In the records below, find the line holding "https://codesandbox.io/p/sandbox/currying-wildflower-h472k9" and the line holding "### Expected behaviour". Set down both, with every line between them, exactly.

** Opening DATA LISTING block **

PR #849, opened 2026-06-15
fix: preserve standard schema root errors

### LINKED ISSUE #841: issue: Improper handling of errors with empty path in Standard Schema
### Version Number

5.2.2

### Codesandbox/Expo snack

https://codesandbox.io/p/sandbox/currying-wildflower-h472k9

### Steps to reproduce

1. Use the standard schema resolver with a validator that may return an error with either no path or an empty path (in my case, typia when union discrimination fails uses an empty path)
2. Submit the form
3. Notice how despite a validation fail occured, no errors are raised and handleSubmit calls the submit handler with an empty object

It is caused by the code correctly going down [the "validation failure" code path](https://github.com/react-hook-form/resolvers/blob/02286db88310fd23e1de61ad880c23e210801813/standard-schema/src/standard-schema.ts#L96-L106), and returning `{ values: {}, errors: parseErrorSchema() }`, but [`parseErrorSchema()`](https://github.com/react-hook-form/resolvers/blob/02286db88310fd23e1de61ad880c23e210801813/standard-schema/src/standard-schema.ts#L6-L33) starts from an empty object, iteratively adding errors to it _while skipping empty paths_, causing the returned error to end up as an empty object, which signals no error to react-hook-form.

### Expected behaviour

Given that [the path of a standard schema issue is explicitly optional in the spec](https://github.com/standard-schema/standard-schema/blob/5d9e4d0bc23e2fc33415fe054d620b7cacb70b0f/packages/spec/src/index.ts#L81), I would expect the standard schema resolver to properly handle such issue types.

Even if issues without a path are considered non-supported, at the very least, it should not return an empty object as a validated result, as that breaks the type contract of handleSubmit.

Firefox

### Relevant log output

```shell

```

### Code of Conduct

pupuking723:
Fixes #841

## Proposed Changes

- Preserve Standard Schema issues that do not provide a path by mapping them to `errors.root`
- Keep `criteriaMode: "all"` behavior for multiple root-level issues
- Add regression coverage for missing-path Standard Schema issues

Verification:

- `/Users/mac/.bun/bin/bun test ./standard-schema/src/__tests__/standard-schema.ts -t root`
- `/Users/mac/.bun/bin/bun lint`
- `/Users/mac/.bun/bin/bun run lint:types`
- `/Users/mac/.bun/bin/bun run build:standard-schema`
- `git diff --check`

### DIFF
--- a/standard-schema/src/standard-schema.ts
+++ b/standard-schema/src/standard-schema.ts
@@ -3,25 +3,53 @@ import { StandardSchemaV1 } from '@standard-schema/spec';
 import { getDotPath } from '@standard-schema/utils';
 import { FieldError, FieldValues, Resolver } from 'react-hook-form';
 
+const schemaRootKey = Symbol('Schema root');
+
+function appendErrorMessage(error: FieldError, message: string | undefined) {
+  if (!message) {
+    return;
+  }
+
+  error.message = error.message ? `${error.message}\n${message}` : message;
+}
+
+function appendErrorTypes(error: FieldError, types: FieldError['types']) {
+  if (!types) {
+    return;
+  }
+
+  const nextTypes = error.types || {};
+
+  for (const message of Object.values(types)) {
+    nextTypes[Object.keys(nextTypes).length] = message;
+  }
+
+  error.types = nextTypes;
+}
+
 function parseErrorSchema(
   issues: readonly StandardSchemaV1.Issue[],
   validateAllFieldCriteria: boolean,
 ) {
-  const errors: Record<string, FieldError> = {};
+  const errors = new Map<string | typeof schemaRootKey, FieldError>();
 
   for (let i = 0; i < issues.length; i++) {
     const error = issues[i];
-    const path = getDotPath(error);
+    const path = getDotPath(error) || schemaRootKey;
+    const fieldError = errors.get(path);
 
-    if (path) {
-      if (!errors[path]) {
-        errors[path] = { message: error.message, type: '' };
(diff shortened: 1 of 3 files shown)


standard-schema/src/standard-schema.ts
```diff
@@ -11,21 +11,19 @@ function parseErrorSchema(
 
   for (let i = 0; i < issues.length; i++) {
     const error = issues[i];
-    const path = getDotPath(error);
+    const path = getDotPath(error) || 'root';
```
evelynesideofdux: This would conflict with a key on the object called `root`, would a [`Symbol("Schema root")`](https://developer.mozilla.org/en-US/docs/Web/JavaScript/Reference/Global_Objects/Symbol) maybe work here?

standard-schema/src/standard-schema.ts
```diff
@@ -11,21 +11,19 @@ function parseErrorSchema(
...
 
-    if (path) {
-      if (!errors[path]) {
-        errors[path] = { message: error.message, type: '' };
-      }
+    if (!errors[path]) {
+      errors[path] = { message: error.message, type: '' };
+    }
```
evelynesideofdux: While we're at it, maybe we should avoid silencing additional errors on the same path, something like

```suggestion
    if (errors[path]) {
      errors[path].message = `${errors[path].message}\n${error.message}`;
    } else {
      errors[path] = { message: error.message, type: '' };
    }
```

** Closing DATA LISTING block **

ANSWER TO THE PROBLEM:
https://codesandbox.io/p/sandbox/currying-wildflower-h472k9

### Steps to reproduce

1. Use the standard schema resolver with a validator that may return an error with either no path or an empty path (in my case, typia when union discrimination fails uses an empty path)
2. Submit the form
3. Notice how despite a validation fail occured, no errors are raised and handleSubmit calls the submit handler with an empty object

It is caused by the code correctly going down [the "validation failure" code path](https://github.com/react-hook-form/resolvers/blob/02286db88310fd23e1de61ad880c23e210801813/standard-schema/src/standard-schema.ts#L96-L106), and returning `{ values: {}, errors: parseErrorSchema() }`, but [`parseErrorSchema()`](https://github.com/react-hook-form/resolvers/blob/02286db88310fd23e1de61ad880c23e210801813/standard-schema/src/standard-schema.ts#L6-L33) starts from an empty object, iteratively adding errors to it _while skipping empty paths_, causing the returned error to end up as an empty object, which signals no error to react-hook-form.

### Expected behaviour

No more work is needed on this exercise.